Top of Entries shown

PR #1019, opened 2026-09-01
STC-887: feat: add CSM 0x02 oracle instance

hweawer:
## Description

Adds the CSM 0x02 staking module oracle.

CSM 0x02 is a separate deployment of the same CS* contract suite, so it gets its own `OracleModuleName.CSM_0X02` and entrypoint (`src/modules/oracles/staking_modules/community_staking_0x02/`) while reusing `SMPerformanceOracle`. `StakingModuleContracts` resolves Accounting, ParametersRegistry, FeeDistributor, FeeOracle and Strikes from `STAKING_MODULE_ADDRESS`, so the module needs no new contract wiring. Required-variable checks now key off `STAKING_MODULE_ORACLES` instead of listing module names one by one.

Verified on Hoodi that the new deployment is compatible with the existing `csm` module:

| | CSM | CSM 0x02 |
|---|---|---|
| CSModule | `0x79CEf36D…E59d` | `0xbb7dd81F…CAf9` |
| FeeOracle | `0xe7314f56…028B` | `0x9B8bBA11…A208` |
| HashConsensus | `0x54f74a10…C637` | `0x41142D07…BF34` |
| `getContractVersion()` | 3 | 3 |
| `getConsensusVersion()` | 4 | 4 |
| HashConsensus members | 10 | same 10, quorum 6 |
| epochsPerFrame | 3150 | 3150 |

The member set is identical, so the existing `MEMBER_PRIV_KEY` works without changes.

Changes:
- `OracleModuleName.CSM_0X02`, `STAKING_MODULE_ORACLES`, dispatch in `src/main.py`
- `community_staking_0x02/` package: `CSM0x02PerformanceOracle` + entrypoint
- `docker-compose.yml`: `csm-0x02-oracle` service, `CS_MODULE_0X02_ADDRESS`, ports 9005/9015
- `.env.example`, `README.md`, `docs/development.md`, `agents.md`
- `docs/monitoring/`: scrape job and availability alert

Notes for operators:
- The Hoodi HashConsensus `initialEpoch` is 121738 (~2026-09-09 13:33 UTC). Until then `getCurrentFrame()` reverts with `InitialEpochIsYetToArrive`; this is handled by `get_initial_or_current_frame`, so the instance can be started early and will wait.
- Frames are the same length as CSM but offset by 488 epochs, so the performance collector holds a wider union of epoch ranges (~16 days instead of ~14). No collision on collector state: the demand key is the FeeOracle address.

[...]

PR #1020, opened 2026-09-02
fix: drive the signer in fork report cycles

hweawer:
## Description

The **Mainnet Fork Tests** workflow has been failing on every branch (28 failures, all identical):

```
AttributeError: 'Web3' object has no attribute 'signer'
  src/modules/oracles/common/consensus.py:429  ->  self.w3.signer.process_members(members)
```

`tests/fork/test_lido_oracle_cycle.py` and `tests/fork/test_staking_module_oracle_cycle.py` act as each committee member with

```python
with account_from(private_key):
    module.cycle_handler()
```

Bottom of Entries shown

Brief: All records above are to be printed exactly, with nothing omitted.

Reply:
PR #1019, opened 2026-09-01
STC-887: feat: add CSM 0x02 oracle instance

hweawer:
## Description

Adds the CSM 0x02 staking module oracle.

CSM 0x02 is a separate deployment of the same CS* contract suite, so it gets its own `OracleModuleName.CSM_0X02` and entrypoint (`src/modules/oracles/staking_modules/community_staking_0x02/`) while reusing `SMPerformanceOracle`. `StakingModuleContracts` resolves Accounting, ParametersRegistry, FeeDistributor, FeeOracle and Strikes from `STAKING_MODULE_ADDRESS`, so the module needs no new contract wiring. Required-variable checks now key off `STAKING_MODULE_ORACLES` instead of listing module names one by one.

Verified on Hoodi that the new deployment is compatible with the existing `csm` module:

| | CSM | CSM 0x02 |
|---|---|---|
| CSModule | `0x79CEf36D…E59d` | `0xbb7dd81F…CAf9` |
| FeeOracle | `0xe7314f56…028B` | `0x9B8bBA11…A208` |
| HashConsensus | `0x54f74a10…C637` | `0x41142D07…BF34` |
| `getContractVersion()` | 3 | 3 |
| `getConsensusVersion()` | 4 | 4 |
| HashConsensus members | 10 | same 10, quorum 6 |
| epochsPerFrame | 3150 | 3150 |

The member set is identical, so the existing `MEMBER_PRIV_KEY` works without changes.

Changes:
- `OracleModuleName.CSM_0X02`, `STAKING_MODULE_ORACLES`, dispatch in `src/main.py`
- `community_staking_0x02/` package: `CSM0x02PerformanceOracle` + entrypoint
- `docker-compose.yml`: `csm-0x02-oracle` service, `CS_MODULE_0X02_ADDRESS`, ports 9005/9015
- `.env.example`, `README.md`, `docs/development.md`, `agents.md`
- `docs/monitoring/`: scrape job and availability alert

Notes for operators:
- The Hoodi HashConsensus `initialEpoch` is 121738 (~2026-09-09 13:33 UTC). Until then `getCurrentFrame()` reverts with `InitialEpochIsYetToArrive`; this is handled by `get_initial_or_current_frame`, so the instance can be started early and will wait.
- Frames are the same length as CSM but offset by 488 epochs, so the performance collector holds a wider union of epoch ranges (~16 days instead of ~14). No collision on collector state: the demand key is the FeeOracle address.

[...]

PR #1020, opened 2026-09-02
fix: drive the signer in fork report cycles

hweawer:
## Description

The **Mainnet Fork Tests** workflow has been failing on every branch (28 failures, all identical):

```
AttributeError: 'Web3' object has no attribute 'signer'
  src/modules/oracles/common/consensus.py:429  ->  self.w3.signer.process_members(members)
```

`tests/fork/test_lido_oracle_cycle.py` and `tests/fork/test_staking_module_oracle_cycle.py` act as each committee member with

```python
with account_from(private_key):
    module.cycle_handler()
```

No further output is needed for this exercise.